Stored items
---+---

PR #1365, opened 2022-11-02
first version

Vladimir-Zadorozhnyi:
https://Vladimir-Zadorozhnyi.github.io/layout_calendar/

### DIFF
--- a/src/styles/blocks/calendar.scss
+++ b/src/styles/blocks/calendar.scss
@@ -33,11 +33,12 @@
     height: $cell-size;
     background-color: #eee;
     border: 1px solid black;
-    transition-property: bottom;
+    cursor: pointer;
+    transition-duration: 0.5s, 0.5s;
+    transition-property: bottom, background-color;
   }
 
   &__day:hover {
-    cursor: pointer;
     background-color: pink;
     position: relative;
     bottom: 20px;
--- a/src/styles/blocks/calendar.scss
+++ b/src/styles/blocks/calendar.scss
@@ -6,23 +6,26 @@
   gap: 1px;
   padding: 10px;
   margin: 0 auto;
-  :nth-child(1) {
-    margin-left: 618px;
-  }
-
-  @for $length from 28 to 32 {
-    &--month-length--#{$length} :nth-child(#{$length}) {
-      content: "#{$length}";
+  
+  @each $day-week, $position in $days-week {
+    &--start-day--#{$day-week} :nth-child(1) {
+      margin-left: $position;
     }
   }
 
-  @for $index from 1 to 32 {
+  @for $index from 1 through 31 {
     & :nth-child(#{$index})::before {
       content: "#{$index}";
       display: flex;
       font-size: 30px;
       line-height: 100px;
       justify-content: center;
+    }
+  }
+  
+  @for $length from $length-of-month to 31 {
+    &--month-length--#{$length-of-month} :nth-last-child(31 - #{$length}) {
+      display: none;
     }
   }
 
@@ -32,12 +35,6 @@
     background-color: #eee;
     border: 1px solid black;
     transition-property: bottom;
-    
-    @each $day-week in $days-week {
-      &--start-day--#{$day-week} {
-        content: "#{$day-week}";
-      }
-    }
   }
 
   &__day:hover {
--- a/src/styles/blocks/calendar.scss
+++ b/src/styles/blocks/calendar.scss
@@ -28,8 +28,6 @@
       display: none;
     }
   }
-//   &--month-length--#{$length-of-month}
-// &__day:nth-last-child(-n + #{31 - $length})
 
   &__day {
     width: 100px;
--- a/src/styles/blocks/calendar.scss
+++ b/src/styles/blocks/calendar.scss
@@ -1,15 +1,14 @@
 .calendar {
-  font-family: Arial, Helvetica, sans-serif;
-  width: 720px;
+  max-width: $max-wight;
   display: flex;
   flex-wrap: wrap;
-  gap: 1px;
+  gap: $gap;
   padding: 10px;
   margin: 0 auto;
   
   @each $day-week, $position in $days-week {
     &--start-day--#{$day-week} :nth-child(1) {
-      margin-left: $position;
+      margin-left: $position * ($cell-size + 3);
     }
   }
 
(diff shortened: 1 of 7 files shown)


Anastasiia-Svintsova (changes requested):
1. Can't see any changes on hover. The checklist: 
image
Animation
2. These tasks haven't been completed. I can't change the length of the month and the day of the start of the week
image

Vladimir-Zadorozhnyi:
I agree with the first note. I fixed it. But I don't understand the second note, please explain.

loralevitska (changes requested):
hi! you report page don't work 
image

2 part
you need add this classes and we need the ability to change modifiers in devtools and the calendar should change
image

E.g. 
image


If you have any questions, please ask them in fe_chat and tag mentors. It will be faster, because your answers in GitHub will be visible to mentor only after you re-request review

Vladimir-Zadorozhnyi:
I have problem with second the cycle( for, month-lengt). Why don't it work? I asked in fe_chat but without result.

изображение

src/styles/blocks/calendar.scss
```diff
@@ -0,0 +1,46 @@
...
+      line-height: 100px;
+      justify-content: center;
+    }
+  }
+  
+  @for $length from $length-of-month to 31 {
+    &--month-length--#{$length-of-month} :nth-last-child(31 - #{$length}) {
+      display: none;
+    }
+  }
```
Anastasiia-Svintsova: try smth like that

```suggestion
  @for $length from 28 to 31 {
    &--month-length--#{$length} :nth-child(n + #{$length + 1}) {
      display: none;
    }
  }

```

Anastasiia-Svintsova (changes requested):
1. Add transition on hover
Animation

src/styles/blocks/calendar.scss
Vladimir-Zadorozhnyi: I understood how it work. When I use :nth-chilld, in brackets should be only result.

src/styles/blocks/calendar.scss
```diff
@@ -0,0 +1,46 @@
+.calendar {
+  font-family: Arial, Helvetica, sans-serif;
```
liliia-livandovskaya: font should be in the `html` selector tag and inherited where needed

src/styles/blocks/calendar.scss
```diff
@@ -0,0 +1,46 @@
...
+  width: 720px;
+  display: flex;
+  flex-wrap: wrap;
+  gap: 1px;
+  padding: 10px;
+  margin: 0 auto;
+  
+  @each $day-week, $position in $days-week {
+    &--start-day--#{$day-week} :nth-child(1) {
+      margin-left: $position;
```
liliia-livandovskaya:
```suggestion
      margin-left: $number * ($cell-size + $gap);

```

src/styles/utils/variables.scss
```diff
@@ -0,0 +1,4 @@
+$days-week:
+  "mon" 0, "tue" 103px, "wed" 206px, "thu" 309px, "fri" 412px,
+  "sat" 515px, "sun" 618px;
+$length-of-month: 29;
```
liliia-livandovskaya: There should be something like that. It's not the best design to hardcode px for each $days-week:
Screenshot 2022-11-09 at 11 21 02

src/styles/blocks/calendar.scss
```diff
@@ -0,0 +1,46 @@
+.calendar {
+  font-family: Arial, Helvetica, sans-serif;
+  width: 720px;
+  display: flex;
+  flex-wrap: wrap;
+  gap: 1px;
+  padding: 10px;
+  margin: 0 auto;
```
liliia-livandovskaya:
```suggestion
  display: flex;
  flex-wrap: wrap;
  padding: 10px;
  margin: 0 auto;
  gap: $gap;
  max-width: $max-width;
  adding: $padding * 2 $padding;
```

liliia-livandovskaya (changes requested):
Great job! Pay attention to the comments and fix your code according to it

Vladimir-Zadorozhnyi:
> Great job! Pay attention to the comments and fix your code according to it

Thank, so much! I fixed code.

src/styles/utils/variables.scss
```diff
@@ -0,0 +1,10 @@
+$cell-size: 100px;
+$gap: 1px;
+$days-in-a-week: 7;
+$padding: 10px;
+$max-wight: $cell-size * $days-in-a-week + 2 
+  *$padding + $gap * ($days-in-a-week - 6);
+$days-week:
+  "mon" 0, "tue" 1, "wed" 2, "thu" 3, "fri" 4,
+  "sat" 5, "sun" 6;
```
loralevitska: this is not wrong, but this is how it is customary to write values or function names in imports, if they do not fit on one line, then move each value to a new line. This will help in editing or copying in the future

```suggestion
$days-week:
  "mon" 0,
  "tue" 1,
  "wed" 2,
  "thu" 3,
  "fri" 4,
  "sat" 5,
  "sun" 6;
```

src/styles/blocks/calendar.scss
```diff
@@ -0,0 +1,45 @@
...
+      display: none;
+    }
+  }
+
+  &__day {
+    width: $cell-size;
+    height: $cell-size;
+    background-color: #eee;
+    border: 1px solid black;
+    transition-property: bottom;
```
loralevitska: add `0.5s` for smoothness animation
image

loralevitska (changes requested):
nice calendar, it remains to fix the code a little

1. place the calendar in the center of the page
image

src/styles/blocks/calendar.scss
Vladimir-Zadorozhnyi: It is optional from the next topic)))

Vladimir-Zadorozhnyi:
> nice calendar, it remains to fix the code a little
> 
>     1. place the calendar in the center of the page
>        image

I didn't catch, calendar in the center!
изображение

src/styles/utils/variables.scss
Vladimir-Zadorozhnyi: Ok.

liliia-livandovskaya (approved):
Great job! You can just add margin-top so the calendar would look better on hover Screenshot 2022-11-11 at 12 16 39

---+---

_Problem details_:
Write out all the records again, exactly as they appear.

_Exercise result_:
PR #1365, opened 2022-11-02
first version

Vladimir-Zadorozhnyi:
https://Vladimir-Zadorozhnyi.github.io/layout_calendar/

### DIFF
--- a/src/styles/blocks/calendar.scss
+++ b/src/styles/blocks/calendar.scss
@@ -33,11 +33,12 @@
     height: $cell-size;
     background-color: #eee;
     border: 1px solid black;
-    transition-property: bottom;
+    cursor: pointer;
+    transition-duration: 0.5s, 0.5s;
+    transition-property: bottom, background-color;
   }
 
   &__day:hover {
-    cursor: pointer;
     background-color: pink;
     position: relative;
     bottom: 20px;
--- a/src/styles/blocks/calendar.scss
+++ b/src/styles/blocks/calendar.scss
@@ -6,23 +6,26 @@
   gap: 1px;
   padding: 10px;
   margin: 0 auto;
-  :nth-child(1) {
-    margin-left: 618px;
-  }
-
-  @for $length from 28 to 32 {
-    &--month-length--#{$length} :nth-child(#{$length}) {
-      content: "#{$length}";
+  
+  @each $day-week, $position in $days-week {
+    &--start-day--#{$day-week} :nth-child(1) {
+      margin-left: $position;
     }
   }
 
-  @for $index from 1 to 32 {
+  @for $index from 1 through 31 {
     & :nth-child(#{$index})::before {
       content: "#{$index}";
       display: flex;
       font-size: 30px;
       line-height: 100px;
       justify-content: center;
+    }
+  }
+  
+  @for $length from $length-of-month to 31 {
+    &--month-length--#{$length-of-month} :nth-last-child(31 - #{$length}) {
+      display: none;
     }
   }
 
@@ -32,12 +35,6 @@
     background-color: #eee;
     border: 1px solid black;
     transition-property: bottom;
-    
-    @each $day-week in $days-week {
-      &--start-day--#{$day-week} {
-        content: "#{$day-week}";
-      }
-    }
   }
 
   &__day:hover {
--- a/src/styles/blocks/calendar.scss
+++ b/src/styles/blocks/calendar.scss
@@ -28,8 +28,6 @@
       display: none;
     }
   }
-//   &--month-length--#{$length-of-month}
-// &__day:nth-last-child(-n + #{31 - $length})
 
   &__day {
     width: 100px;
--- a/src/styles/blocks/calendar.scss
+++ b/src/styles/blocks/calendar.scss
@@ -1,15 +1,14 @@
 .calendar {
-  font-family: Arial, Helvetica, sans-serif;
-  width: 720px;
+  max-width: $max-wight;
   display: flex;
   flex-wrap: wrap;
-  gap: 1px;
+  gap: $gap;
   padding: 10px;
   margin: 0 auto;
   
   @each $day-week, $position in $days-week {
     &--start-day--#{$day-week} :nth-child(1) {
-      margin-left: $position;
+      margin-left: $position * ($cell-size + 3);
     }
   }
 
(diff shortened: 1 of 7 files shown)


Anastasiia-Svintsova (changes requested):
1. Can't see any changes on hover. The checklist: 
image
Animation
2. These tasks haven't been completed. I can't change the length of the month and the day of the start of the week
image

Vladimir-Zadorozhnyi:
I agree with the first note. I fixed it. But I don't understand the second note, please explain.

loralevitska (changes requested):
hi! you report page don't work 
image

2 part
you need add this classes and we need the ability to change modifiers in devtools and the calendar should change
image

E.g. 
image


If you have any questions, please ask them in fe_chat and tag mentors. It will be faster, because your answers in GitHub will be visible to mentor only after you re-request review

Vladimir-Zadorozhnyi:
I have problem with second the cycle( for, month-lengt). Why don't it work? I asked in fe_chat but without result.

изображение

src/styles/blocks/calendar.scss
```diff
@@ -0,0 +1,46 @@
...
+      line-height: 100px;
+      justify-content: center;
+    }
+  }
+  
+  @for $length from $length-of-month to 31 {
+    &--month-length--#{$length-of-month} :nth-last-child(31 - #{$length}) {
+      display: none;
+    }
+  }
```
Anastasiia-Svintsova: try smth like that

```suggestion
  @for $length from 28 to 31 {
    &--month-length--#{$length} :nth-child(n + #{$length + 1}) {
      display: none;
    }
  }

```

Anastasiia-Svintsova (changes requested):
1. Add transition on hover
Animation

src/styles/blocks/calendar.scss
Vladimir-Zadorozhnyi: I understood how it work. When I use :nth-chilld, in brackets should be only result.

src/styles/blocks/calendar.scss
```diff
@@ -0,0 +1,46 @@
+.calendar {
+  font-family: Arial, Helvetica, sans-serif;
```
liliia-livandovskaya: font should be in the `html` selector tag and inherited where needed

src/styles/blocks/calendar.scss
```diff
@@ -0,0 +1,46 @@
...
+  width: 720px;
+  display: flex;
+  flex-wrap: wrap;
+  gap: 1px;
+  padding: 10px;
+  margin: 0 auto;
+  
+  @each $day-week, $position in $days-week {
+    &--start-day--#{$day-week} :nth-child(1) {
+      margin-left: $position;
```
liliia-livandovskaya:
```suggestion
      margin-left: $number * ($cell-size + $gap);

```

src/styles/utils/variables.scss
```diff
@@ -0,0 +1,4 @@
+$days-week:
+  "mon" 0, "tue" 103px, "wed" 206px, "thu" 309px, "fri" 412px,
+  "sat" 515px, "sun" 618px;
+$length-of-month: 29;
```
liliia-livandovskaya: There should be something like that. It's not the best design to hardcode px for each $days-week:
Screenshot 2022-11-09 at 11 21 02

src/styles/blocks/calendar.scss
```diff
@@ -0,0 +1,46 @@
+.calendar {
+  font-family: Arial, Helvetica, sans-serif;
+  width: 720px;
+  display: flex;
+  flex-wrap: wrap;
+  gap: 1px;
+  padding: 10px;
+  margin: 0 auto;
```
liliia-livandovskaya:
```suggestion
  display: flex;
  flex-wrap: wrap;
  padding: 10px;
  margin: 0 auto;
  gap: $gap;
  max-width: $max-width;
  adding: $padding * 2 $padding;
```

liliia-livandovskaya (changes requested):
Great job! Pay attention to the comments and fix your code according to it

Vladimir-Zadorozhnyi:
> Great job! Pay attention to the comments and fix your code according to it

Thank, so much! I fixed code.

src/styles/utils/variables.scss
```diff
@@ -0,0 +1,10 @@
+$cell-size: 100px;
+$gap: 1px;
+$days-in-a-week: 7;
+$padding: 10px;
+$max-wight: $cell-size * $days-in-a-week + 2 
+  *$padding + $gap * ($days-in-a-week - 6);
+$days-week:
+  "mon" 0, "tue" 1, "wed" 2, "thu" 3, "fri" 4,
+  "sat" 5, "sun" 6;
```
loralevitska: this is not wrong, but this is how it is customary to write values or function names in imports, if they do not fit on one line, then move each value to a new line. This will help in editing or copying in the future

```suggestion
$days-week:
  "mon" 0,
  "tue" 1,
  "wed" 2,
  "thu" 3,
  "fri" 4,
  "sat" 5,
  "sun" 6;
```

src/styles/blocks/calendar.scss
```diff
@@ -0,0 +1,45 @@
...
+      display: none;
+    }
+  }
+
+  &__day {
+    width: $cell-size;
+    height: $cell-size;
+    background-color: #eee;
+    border: 1px solid black;
+    transition-property: bottom;
```
loralevitska: add `0.5s` for smoothness animation
image

loralevitska (changes requested):
nice calendar, it remains to fix the code a little

1. place the calendar in the center of the page
image

src/styles/blocks/calendar.scss
Vladimir-Zadorozhnyi: It is optional from the next topic)))

Vladimir-Zadorozhnyi:
> nice calendar, it remains to fix the code a little
> 
>     1. place the calendar in the center of the page
>        image

I didn't catch, calendar in the center!
изображение

src/styles/utils/variables.scss
Vladimir-Zadorozhnyi: Ok.

liliia-livandovskaya (approved):
Great job! You can just add margin-top so the calendar would look better on hover Screenshot 2022-11-11 at 12 16 39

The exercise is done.